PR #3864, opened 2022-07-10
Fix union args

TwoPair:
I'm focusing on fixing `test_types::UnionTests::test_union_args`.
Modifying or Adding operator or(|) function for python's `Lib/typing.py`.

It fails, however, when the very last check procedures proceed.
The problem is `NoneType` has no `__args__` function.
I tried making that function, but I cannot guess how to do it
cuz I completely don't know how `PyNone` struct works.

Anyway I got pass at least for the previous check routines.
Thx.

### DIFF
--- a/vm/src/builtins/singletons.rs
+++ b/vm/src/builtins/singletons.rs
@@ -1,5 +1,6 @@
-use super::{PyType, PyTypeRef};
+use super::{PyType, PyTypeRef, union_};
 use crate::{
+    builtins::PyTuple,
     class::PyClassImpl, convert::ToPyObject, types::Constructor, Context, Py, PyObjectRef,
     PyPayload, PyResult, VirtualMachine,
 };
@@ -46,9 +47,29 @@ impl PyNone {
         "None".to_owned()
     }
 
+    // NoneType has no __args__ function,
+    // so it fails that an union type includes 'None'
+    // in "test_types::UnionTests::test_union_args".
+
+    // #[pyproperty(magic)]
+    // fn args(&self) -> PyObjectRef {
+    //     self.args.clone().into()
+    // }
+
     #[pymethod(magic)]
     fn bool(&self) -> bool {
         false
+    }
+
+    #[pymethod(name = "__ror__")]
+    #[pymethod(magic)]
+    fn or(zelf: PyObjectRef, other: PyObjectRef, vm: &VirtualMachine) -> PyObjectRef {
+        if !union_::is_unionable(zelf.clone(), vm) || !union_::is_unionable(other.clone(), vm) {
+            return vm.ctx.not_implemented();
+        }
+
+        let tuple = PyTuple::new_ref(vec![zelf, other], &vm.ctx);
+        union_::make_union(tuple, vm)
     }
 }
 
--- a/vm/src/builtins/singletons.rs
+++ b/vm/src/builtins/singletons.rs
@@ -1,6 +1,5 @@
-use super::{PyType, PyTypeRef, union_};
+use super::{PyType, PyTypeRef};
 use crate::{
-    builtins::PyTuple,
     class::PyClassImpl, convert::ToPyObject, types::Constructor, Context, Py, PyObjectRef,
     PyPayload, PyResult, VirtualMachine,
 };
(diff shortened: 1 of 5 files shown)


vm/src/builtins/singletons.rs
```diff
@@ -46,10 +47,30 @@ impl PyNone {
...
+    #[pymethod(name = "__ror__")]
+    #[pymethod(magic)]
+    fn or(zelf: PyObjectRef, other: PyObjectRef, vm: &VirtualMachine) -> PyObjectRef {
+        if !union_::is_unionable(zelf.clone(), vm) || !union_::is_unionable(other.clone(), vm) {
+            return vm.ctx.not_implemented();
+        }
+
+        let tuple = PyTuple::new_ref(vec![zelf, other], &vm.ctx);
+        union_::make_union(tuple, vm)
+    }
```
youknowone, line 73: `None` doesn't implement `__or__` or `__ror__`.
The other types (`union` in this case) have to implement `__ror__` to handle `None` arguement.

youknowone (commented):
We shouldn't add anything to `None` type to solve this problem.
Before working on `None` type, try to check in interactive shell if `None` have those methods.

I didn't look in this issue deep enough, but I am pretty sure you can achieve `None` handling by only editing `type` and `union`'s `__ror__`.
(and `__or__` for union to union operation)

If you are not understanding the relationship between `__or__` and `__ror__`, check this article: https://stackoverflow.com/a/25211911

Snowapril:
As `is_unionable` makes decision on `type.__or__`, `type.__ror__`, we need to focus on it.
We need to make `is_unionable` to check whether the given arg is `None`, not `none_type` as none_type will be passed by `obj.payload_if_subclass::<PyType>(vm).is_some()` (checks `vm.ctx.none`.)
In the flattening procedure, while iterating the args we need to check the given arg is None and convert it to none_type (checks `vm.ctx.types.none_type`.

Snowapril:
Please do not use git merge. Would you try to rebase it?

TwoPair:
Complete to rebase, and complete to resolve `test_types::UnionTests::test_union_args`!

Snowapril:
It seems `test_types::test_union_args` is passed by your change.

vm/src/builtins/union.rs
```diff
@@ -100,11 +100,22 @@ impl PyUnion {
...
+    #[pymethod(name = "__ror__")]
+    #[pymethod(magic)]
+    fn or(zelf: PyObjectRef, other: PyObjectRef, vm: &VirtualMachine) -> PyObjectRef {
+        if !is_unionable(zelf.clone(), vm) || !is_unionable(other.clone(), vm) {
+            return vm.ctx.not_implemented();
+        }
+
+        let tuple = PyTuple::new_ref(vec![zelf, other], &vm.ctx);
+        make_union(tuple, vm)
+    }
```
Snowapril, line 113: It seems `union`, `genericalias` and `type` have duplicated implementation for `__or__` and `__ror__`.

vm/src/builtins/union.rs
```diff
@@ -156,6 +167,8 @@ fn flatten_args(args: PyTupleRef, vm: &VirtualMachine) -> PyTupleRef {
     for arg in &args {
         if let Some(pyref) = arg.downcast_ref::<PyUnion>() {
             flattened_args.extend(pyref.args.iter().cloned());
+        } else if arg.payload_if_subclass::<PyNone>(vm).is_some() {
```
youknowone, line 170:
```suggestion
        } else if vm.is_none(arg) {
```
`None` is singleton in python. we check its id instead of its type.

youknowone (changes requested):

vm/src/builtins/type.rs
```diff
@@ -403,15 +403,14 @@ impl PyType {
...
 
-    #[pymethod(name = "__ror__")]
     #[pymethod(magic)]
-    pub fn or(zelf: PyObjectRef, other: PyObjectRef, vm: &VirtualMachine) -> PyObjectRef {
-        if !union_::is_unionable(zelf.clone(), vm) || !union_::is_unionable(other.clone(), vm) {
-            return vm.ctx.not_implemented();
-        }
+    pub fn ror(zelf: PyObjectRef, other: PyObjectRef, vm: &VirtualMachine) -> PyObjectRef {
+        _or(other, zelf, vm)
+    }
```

---

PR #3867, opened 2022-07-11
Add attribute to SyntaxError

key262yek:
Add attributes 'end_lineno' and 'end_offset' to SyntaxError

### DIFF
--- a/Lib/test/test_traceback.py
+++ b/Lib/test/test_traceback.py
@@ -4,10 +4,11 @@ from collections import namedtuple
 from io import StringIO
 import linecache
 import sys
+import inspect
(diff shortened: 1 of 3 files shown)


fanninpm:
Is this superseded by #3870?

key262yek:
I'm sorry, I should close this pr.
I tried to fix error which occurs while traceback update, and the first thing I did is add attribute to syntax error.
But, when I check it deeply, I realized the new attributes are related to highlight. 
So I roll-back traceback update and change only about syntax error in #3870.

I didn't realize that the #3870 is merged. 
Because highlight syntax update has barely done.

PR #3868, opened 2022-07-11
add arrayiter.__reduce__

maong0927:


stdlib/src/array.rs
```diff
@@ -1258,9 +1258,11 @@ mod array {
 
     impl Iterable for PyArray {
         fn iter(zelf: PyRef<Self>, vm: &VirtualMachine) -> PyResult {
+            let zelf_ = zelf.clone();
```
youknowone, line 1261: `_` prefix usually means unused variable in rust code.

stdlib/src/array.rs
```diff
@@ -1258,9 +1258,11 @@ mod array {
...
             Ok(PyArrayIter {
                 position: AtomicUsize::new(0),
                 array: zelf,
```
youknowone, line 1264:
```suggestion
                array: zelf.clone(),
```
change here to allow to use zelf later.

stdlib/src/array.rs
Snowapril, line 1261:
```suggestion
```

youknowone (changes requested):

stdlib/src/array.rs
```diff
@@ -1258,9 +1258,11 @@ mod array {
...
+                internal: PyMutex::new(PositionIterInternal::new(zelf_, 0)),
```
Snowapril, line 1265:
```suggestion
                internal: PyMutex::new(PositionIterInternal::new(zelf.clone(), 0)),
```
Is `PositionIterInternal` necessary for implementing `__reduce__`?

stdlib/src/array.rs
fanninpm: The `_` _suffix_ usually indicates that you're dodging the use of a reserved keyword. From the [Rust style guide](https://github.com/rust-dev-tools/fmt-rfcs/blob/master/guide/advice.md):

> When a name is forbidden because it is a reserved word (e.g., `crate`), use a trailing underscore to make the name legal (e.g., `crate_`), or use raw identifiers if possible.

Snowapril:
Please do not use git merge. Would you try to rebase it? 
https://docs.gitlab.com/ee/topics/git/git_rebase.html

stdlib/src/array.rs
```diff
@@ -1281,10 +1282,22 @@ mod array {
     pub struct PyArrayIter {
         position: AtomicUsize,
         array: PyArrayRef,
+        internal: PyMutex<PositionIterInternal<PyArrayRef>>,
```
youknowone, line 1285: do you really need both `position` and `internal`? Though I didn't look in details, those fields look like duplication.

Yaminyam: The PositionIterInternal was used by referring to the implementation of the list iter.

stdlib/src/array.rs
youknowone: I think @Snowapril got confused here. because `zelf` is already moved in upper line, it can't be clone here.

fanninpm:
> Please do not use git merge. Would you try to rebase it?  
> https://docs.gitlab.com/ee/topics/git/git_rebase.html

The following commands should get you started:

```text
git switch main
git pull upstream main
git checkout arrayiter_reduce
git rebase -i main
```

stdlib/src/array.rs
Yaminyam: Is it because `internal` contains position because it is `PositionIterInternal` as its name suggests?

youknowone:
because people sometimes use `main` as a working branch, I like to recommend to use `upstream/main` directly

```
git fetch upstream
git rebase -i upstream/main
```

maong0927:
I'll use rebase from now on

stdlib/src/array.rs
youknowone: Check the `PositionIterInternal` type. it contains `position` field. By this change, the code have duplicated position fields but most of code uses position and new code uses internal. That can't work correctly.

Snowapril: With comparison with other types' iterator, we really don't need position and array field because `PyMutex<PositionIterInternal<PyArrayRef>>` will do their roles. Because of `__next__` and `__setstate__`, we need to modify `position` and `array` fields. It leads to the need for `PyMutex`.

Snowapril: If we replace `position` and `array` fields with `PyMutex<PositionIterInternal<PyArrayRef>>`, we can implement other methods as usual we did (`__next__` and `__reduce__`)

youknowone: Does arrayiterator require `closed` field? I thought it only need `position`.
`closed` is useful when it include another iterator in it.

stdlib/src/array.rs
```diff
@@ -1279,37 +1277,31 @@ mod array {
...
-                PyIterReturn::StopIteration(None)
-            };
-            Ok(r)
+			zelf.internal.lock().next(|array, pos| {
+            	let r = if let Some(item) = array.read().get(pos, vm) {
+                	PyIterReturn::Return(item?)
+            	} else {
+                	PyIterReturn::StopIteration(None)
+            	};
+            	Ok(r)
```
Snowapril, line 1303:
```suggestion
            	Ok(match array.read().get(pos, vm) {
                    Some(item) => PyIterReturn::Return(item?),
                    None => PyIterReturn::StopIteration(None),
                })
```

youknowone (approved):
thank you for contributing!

--

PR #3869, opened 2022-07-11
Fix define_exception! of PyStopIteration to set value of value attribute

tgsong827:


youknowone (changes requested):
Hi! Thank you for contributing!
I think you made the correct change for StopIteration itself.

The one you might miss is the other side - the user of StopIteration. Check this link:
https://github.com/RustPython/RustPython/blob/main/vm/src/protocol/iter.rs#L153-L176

§ Task directions
Take each line of the material above that holds the string "github" and copy it.

§ Written reply
fanninpm: The `_` _suffix_ usually indicates that you're dodging the use of a reserved keyword. From the [Rust style guide](https://github.com/rust-dev-tools/fmt-rfcs/blob/master/guide/advice.md):
https://github.com/RustPython/RustPython/blob/main/vm/src/protocol/iter.rs#L153-L176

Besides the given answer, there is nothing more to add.